Recompile, and we now have a "zpool" command which creates zpools with an "ashift" value of 12. Let's try it out:
$ ./zpool create be02 c0d0s7
$ zdb -C be02|tail -6 | sed -e"s/^ *//"
whole_disk=0
metaslab_array=23
metaslab_shift=29
ashift=12
asize=59430928384
is_log=0
And let's have a look at the I/O pattern on this zpool:
(...)
102 7 0 0 W 163904 131072 sched
102 7 0 0 W 164160 131072 sched
102 7 0 0 W 164416 131072 sched
102 7 0 0 W 164672 131072 sched
102 7 0 0 W 164928 131072 sched
102 7 0 0 W 165184 131072 sched
102 7 0 0 W 680912 77824 sched
102 7 0 0 R 681216 65536 sched
102 7 0 0 W 681536 4096 sched
102 7 0 0 W 22032328 4096 sched
102 7 0 0 W 681544 4096 sched
102 7 0 0 W 22032336 4096 sched
102 7 0 0 W 681552 4096 sched
102 7 0 0 W 22032344 4096 sched
102 7 0 0 W 681560 4096 sched
102 7 0 0 W 22032352 4096 sched
102 7 0 0 W 44049928 4096 sched
102 7 0 0 W 681568 4096 sched
102 7 0 0 W 681576 8192 sched
(...)
All I/O's seem to be aligned to 4096 bytes, and also seem to have a minimum size of 4096 bytes.
I think I can now go ahead and buy those WD20EARS drives...
Unless somehow an ashift of k*2^n triggers some other code, which then makes ZFS believe it is dealing with a 4KB sectored drive, as per the PSARC you linked in Part 1 of these articles.
Also, does this new minimum block size correlate to a massive increase in the on-disk space used by metadata etc?
I have not noticed any noticable increase in spaced used by metadata.
Followed the guide by letter and it seems to be working.
Test rig:
First - OpenSolaris svn134
tank - 3x1gb, raidz
Second - OpenSolaris 0906
tank2 - 3x1gb, raidz with ashift=12
1. On Second - created tank2 with modified ashift
2. Shut down Second, moved .vmdk and attached to First
3. Start up First, zpool import -f tank2, zpool upgrade tank2.

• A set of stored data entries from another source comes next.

Issue #1158, opened 2017-03-22
[API] Multilang behavior


stefanorosanelli:
Using a query string like `lang=fra` data JSON response textual fields should be translated in the requested language, if a translation was found. Similar to what happens internally in a BEdita frontend.

PR #1159, opened 2017-03-22
#1158 feat: api get objects query string lang

didoda:
This provides query string `lang` handling for `objects` endpoint.

### DIFF
--- a/bedita-app/controllers/api_base_controller.php
+++ b/bedita-app/controllers/api_base_controller.php
@@ -262,7 +262,7 @@ abstract class ApiBaseController extends FrontendController {
      * @var array
      */
     private $defaultAllowedUrlParams = array(
-        '__all' => array('access_token', 'lang'),
+        '__all' => array('access_token'),
         '_pagination' => array('page', 'page_size'),
         'objects' => array('id', 'filter[object_type]', 'filter[substring]', 'filter[query]', 'embed[relations]', '_pagination', 'lang'),
         'posters' => array('id', 'width', 'height', 'mode')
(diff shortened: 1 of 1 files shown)


bedita-app/controllers/api_base_controller.php
```diff
@@ -726,6 +732,44 @@ public function childrenFilter($conditions = null) {
...
     /**
+     * Setup locale settings
+     * override FrontendController::setupLocale
+     * override AppController::setupLocale
+     *
+     * @see bedita-app/controllers/FrontendController#setupLocale()
+     * @see bedita-app/AppController#setupLocale()
+     */
+    protected function setupLocale() {
+        $lang = $this->lang;
```
stefanorosanelli: Do we need `$this->lang` ?
We could set `$this->currLang` just once, from query string making sure it exists in config: just see if `Configure::read('frontendLangs.' $lang)` exists

bedita-app/controllers/api_base_controller.php
```diff
@@ -726,6 +732,44 @@ public function childrenFilter($conditions = null) {
...
+        if ($this->currLang === null || empty($this->currLang)) {
+            $conf = Configure::getInstance();
+            if (!empty($lang) && array_key_exists($lang, $conf->frontendLangs)) {
+                $this->currLang = $lang;
+            } else {
+                // HTTP autodetect
+                $l10n = new L10n();
```
stefanorosanelli: HTTP lang autodetect from browser is not needed, could be misleading too

stefanorosanelli (changes requested):

bedita-app/controllers/api_base_controller.php
```diff
@@ -726,6 +726,24 @@ public function childrenFilter($conditions = null) {
     }
 
     /**
+     * Setup locale settings
+     * override FrontendController::setupLocale
+     * override AppController::setupLocale
+     *
+     * @see bedita-app/controllers/FrontendController#setupLocale()
```
stefanorosanelli: should be
```
     * @see FrontendController::setupLocale()
     * @see AppController::setupLocale()
```

bedita-app/controllers/api_base_controller.php
```diff
@@ -726,6 +726,24 @@ public function childrenFilter($conditions = null) {
...
+     * @see bedita-app/AppController#setupLocale()
+     */
+    protected function setupLocale() {
+        if (!empty($this->currLang)) {
```
stefanorosanelli: There's a flow problem:
 * `setupLocale()` is invoked first from `AppController::beforeFilter()` when `$this->currLang` is empty
 * `$this->currLang` is set after in `getObjects()` with no config check and write

Also setting `currLang` in view is probably not needed

stefanorosanelli (changes requested):

stefanorosanelli (approved):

4. created /tank2/1.txt, 0 bytes long
5. ran isnoop in console, opened /tank2/1.txt in text editor, typed single char and saved.
isnoop showed 4096 written
6. did the same with /tank/1.txt, isnoop showed 2048 bytes written.
Result - both zraids are the same size, versions, asize, disks etc. The only difference is ashift and it seem to work as intended.
Will buy three samsungs HD204 and see how they perform with random writes.
I have gzip-2 compression, recordsize=8k on pool with ashift=9 and on pool with ashift=12.
Compress ratio is almost 3 times(databas files).
du -s anyfile on the first pool gives "ondisk" size (different from ls), on pool with ashift=12 it gives size that is way bigger than even ls:
#ls -la file
8814
#du -k file
16
while on ashift=9 pool du -k gives 3
other big files:
88680521 | 44672 | 12092
250009 | 132 | 79
So, basically it's a good idea for movies/etc storage and not so good for intel x-25m (MLC) SSD storing mysql databases - though it gives ~1% read speed increase (and uses twice more disk bw). Perhaps may be more useful for toshiba/jmicron-based ssd's.
With ten 2 TB Samsung HD204UI (F4EG) drives in RAIDZ2, I lose over 600 gigabytes of space using ashift 12 compared to using ashift 9!
Is there a workaround to this? Or maybe I should stay with ashift 9 - the throughput hit isn't too bad right?